→ **PROBLEM TO WORK ON**
Every line below from the one containing "Thanks in advance!" to the final line must be reproduced exactly, and no other line may appear in the answer.

Segment Start: MATERIAL SUPPLIED

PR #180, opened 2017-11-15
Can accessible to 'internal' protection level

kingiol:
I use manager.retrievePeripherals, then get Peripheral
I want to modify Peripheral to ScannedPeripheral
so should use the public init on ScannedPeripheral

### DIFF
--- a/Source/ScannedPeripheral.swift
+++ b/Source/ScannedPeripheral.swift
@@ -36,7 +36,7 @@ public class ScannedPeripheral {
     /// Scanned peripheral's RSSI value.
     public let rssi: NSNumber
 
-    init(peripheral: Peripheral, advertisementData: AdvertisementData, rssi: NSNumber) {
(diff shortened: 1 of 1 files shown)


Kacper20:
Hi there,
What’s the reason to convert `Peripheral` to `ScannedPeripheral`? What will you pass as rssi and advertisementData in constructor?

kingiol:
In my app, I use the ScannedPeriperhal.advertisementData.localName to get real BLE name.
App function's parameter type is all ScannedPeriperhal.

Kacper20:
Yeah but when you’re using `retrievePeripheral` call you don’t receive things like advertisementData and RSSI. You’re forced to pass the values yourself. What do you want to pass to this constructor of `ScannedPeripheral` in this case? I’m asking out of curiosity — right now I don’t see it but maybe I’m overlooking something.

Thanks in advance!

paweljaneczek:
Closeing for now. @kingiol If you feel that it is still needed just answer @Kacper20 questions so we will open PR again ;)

Segment End: MATERIAL SUPPLIED

→ **ANSWER TO THIS TASK**
Thanks in advance!

paweljaneczek:
Closeing for now. @kingiol If you feel that it is still needed just answer @Kacper20 questions so we will open PR again ;)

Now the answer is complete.